Arminius scowled in black fury as Roman soldiers led a horse and two sheep away from his father’s steading. Sigimerus and the other men there were also angry, but there were too many legionaries to fight. Trying would have meant throwing German lives on the dungheap.
“This is why the Pannonians rose up against Rome, Father,” Arminius said, even before the last legionary went off into the woods.
“Yes, I understand that,” Sigimerus said. “I always understood it here.” He tapped the side of his head with his left forefinger, then added, “Now I understand it here, too.” He cupped his testicles with his right hand.
“Well, then?” Arminius exclaimed. The looks on the faces of the other men at the steading were bad enough. The expressions his mother and Thusnelda and the other women wore seemed ten times worse. Their scorn burned like the mix of oil and brimstone and pitch Roman armies used to fire forts that held out against them. If men couldn’t protect their chattels, could thev protect their women? If they couldn’t protect their women, did they really have any balls?
But his father asked, “And how are the Pannonians doing in this war of theirs?”
Automatically, Arminius answered with the truth: “They’re losing. It will all be over in a year or two.”
“And you think we would do better because… ?” Sigimerus let the question hang in the air.
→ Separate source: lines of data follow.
PR #407, opened 2023-04-18
Move "Common data types" to the script module 

jgraham:
Move "Common data types" to the script module
    
The Common Data Types section was a bit of a relic from the early organisation of the spec, before we clearly divided things into modules and namespaced all the value types.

By the way he asked it, he didn’t think his son had any good reply.
“Because the Romans had plenty of time to rope down the land before the people who live there rebelled,” Arminius said. “There were already Roman towns in Pannonia, towns full of retired Roman soldiers and their families. Roman traders were everywhere, too. The colonists helped the legions, and the traders heard about the rebels’ moves even before they made them. If we give Rome the same chance, she’ll rope us down the same way. Then we’ll lose when we do try to fight.”
He watched Sigimerus gnaw on his lower lip. His father’s unhappy gaze traveled to the women again, and grew more unhappy still. “If we rise and we lose, we’re worse off than if we hadn’t risen at all. It will spoil our strength for years—maybe forever.”
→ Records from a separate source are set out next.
Issue #373, opened 2023-03-01
Add `browsingContext` parameter to `script.addPreloadScript`


sadym-chromium:
Currently, there is no way for the ["preload script"](https://w3c.github.io/webdriver-bidi/#preload-script) to be run only in specific BrowsingContext, and there is not way for the script to determine in which browsing context it is running, which makes some scenarios quite hard to implement. E.g. scenario "setup mutation observer on a page I'm about to navigate".

I suggest adding either `context: browsingContext.BrowsingContext` or `?contexts: [*browsingContext.BrowsingContext]` parameter to the [`script.addPreloadScript`](https://w3c.github.io/webdriver-bidi/#command-script-addPreloadScript) command.

juliandescottes:
I think we have the same constraint here as for events, meaning we can't set a preload script for non top-level contexts. The context id for a non top level browsing context should not survive navigation, so you can't schedule a preload script specifically for let's say an iframe.

With this in mind, if we pass a context (top-level) to `addPreloadScript`, should it also load the script in all the child contexts?

sadym-chromium:
Yes, all non-top-level browsing contexts inherits it from the top-level parent.

juliandescottes:
To clarify: the context id will be preserved if we navigate the frame only, but not if we navigate the top level document. I was mixing up the two scenarios. 

Nevertheless it seems practical to inherit preload scripts in non-top-level contexts, because top level navigations are the most common scenario.

sadym-chromium:
> To clarify: the context id will be preserved if we navigate the frame only, but not if we navigate the top level document. I was mixing up the two scenarios.
> 
> Nevertheless it seems practical to inherit preload scripts in non-top-level contexts, because top level navigations are the most common scenario.

My understanding is: Navigating top level document keeps the `browsingContext` (tab), but changes `navigable` (specific document).

jgraham:
No, the `navigable` is the top-level tab or iframe, the `Document` is the document and the `browsingContext` isn't quite either (it's close to navigable, but changes for some cross-origin navigations).

I think inheriting to descendents by default makes sense. I'm not sure if only allowing the context to be a top-level context makes sense; if you know you're going to navigate an iframe having to add the script to the top-level frame seems more complex (note that I don't think we have the same problem as we have for event subscriptions because we don't have a generic unsubscribe, but a handle to remove a specific preload script, which removes it from all the contexts in which it was added).

thiagowfx:
[...]

PR #411, opened 2023-04-24
Add browsing context to add preload script

thiagowfx:
Bug: #373

***
<a href="https://pr-preview.s3.amazonaws.com/w3c/webdriver-bidi/pull/411.html" title="Last updated on Apr 26, 2023, 12:56 PM UTC (400dd7f)">Preview</a> | <a href="https://pr-preview.s3.amazonaws.com/w3c/webdriver-bidi/411/a81ced6...400dd7f.html" title="Last updated on Apr 26, 2023, 12:56 PM UTC (400dd7f)">Diff</a>

### DIFF
--- a/index.bs
+++ b/index.bs
@@ -4048,8 +4048,8 @@ TODO: Extend this to scripts in other kinds of realms.
 A [=BiDi session=] has a <dfn>preload script map</dfn> which is a [=/map=] in
 which the keys are [[!RFC4122|UUID]]s, and the values are [=structs=] with an <a
 for=struct>item</a> named <code>function declaration</code>, which is a string,
-<code>arguments</code>, and an item named <code>sandbox</code> which is a string
-or null.
+<code>arguments</code>, an item named <code>sandbox</code> which is a string
+or null, and an item named <code>context</code> which is a string or null.
 
 Note: If executing a [=preload script=] fails, either due to a syntax error, or
 a runtime exception, an [[ECMAScript]] exception is reported in the realm in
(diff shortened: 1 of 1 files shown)


thiagowfx:
@sadym-chromium Took a initial stab at this, but note this is my first spec contrib so there could be some gaps.

I believe the only part missing is to actually use the `context` in `preload script map`, but I am not sure how to word this. Could you help?

thiagowfx:
Also CC'ing @juliandescottes, giving participation in https://github.com/w3c/webdriver-bidi/issues/373.

index.bs
```diff
@@ -4090,6 +4090,13 @@ To <dfn export>run WebDriver BiDi preload scripts</dfn> given |environment setti
 
     1. Let |function declaration| be |preload script|'s <code>function declaration</code>.
 
+    1. Let |context id| be |preload script|'s <code>context</code>.
+
+    1. Let |context| be the result of [=trying=] to [=get a browsing context=]
+       with |context id|.
+
+    // TODO: Need to use |context| somewhere.
```
jgraham, line 4098: You need to check something like `if |context| is not null and |context|`s [=active window=] is not |environment setting|'s [=relevant global object=], then continue'. But you want to move this check up to before we try to deserialize arguments, so we aren't expected to throw an error in the case where argument deserialization would fail but the script wouldn't run anyway.

jgraham (changes requested):

index.bs
thiagowfx: I am not familiar enough with the precision of the spec at this point, so I will put this on hold. If someone wants to continue from here, feel free to take over this PR.

@sadym-chromium FYI.

thiagowfx:
Closing as there is no prioritization for this in the roadmap. Saving a back reference in https://github.com/w3c/webdriver-bidi/issues/373 in case someone picks this up in the future.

“If we don’t rise, we become the Romans’ slaves,” Arminius said. “By the gods, if we don’t rise we deserve to become the Romans’ slaves! We deserve to pay taxes every year.”
That made Sigimerus flinch. Arminius had thought it would. “Taxes!” his father spat, using the Latin word as Arminius had. “This is nothing but a fancy Roman name for stealing. They haven’t had the nerve to try collecting them before. And what did that fellow mean when he said they wouldn’t take animals next year? Was he talking about barley, or did he mean they would grab a slave—or maybe one of our own folk?”
“Neither one, I think,” Arminius said. “He meant we would have to pay in denarii—in silver.”
“That’s even worse!” Sigimerus said. He was a chief—he had silver, and even gold. But the Germans got their coins in trade from the Romans. And now the legionaries would expect people to give them back?
“You see what I mean, then,” Arminius said.
“But you’ve fought for them. Flavus is still fighting for them.” Sigimerus’ mouth twisted—all of a sudden, he didn’t like reminding himself of that at all.
Arminius grimaced, too. “My brother is like Segestes—the Romans have seduced them both.” He was careful to keep his voice down so Thusnelda wouldn’t hear him. He didn’t run down her father when she was in earshot: he saw no point in stirring up trouble when he didn’t have to. But when he did…
“I wasn’t finished,” Sigimerus said. “You and your brother have fought for them. I’ve fought against them. Call them as many names as you please, but they make deadly foes. If we rise—even now, before the land is roped down, as you say—we are too likely to lose. And to lose would be our great misfortune.”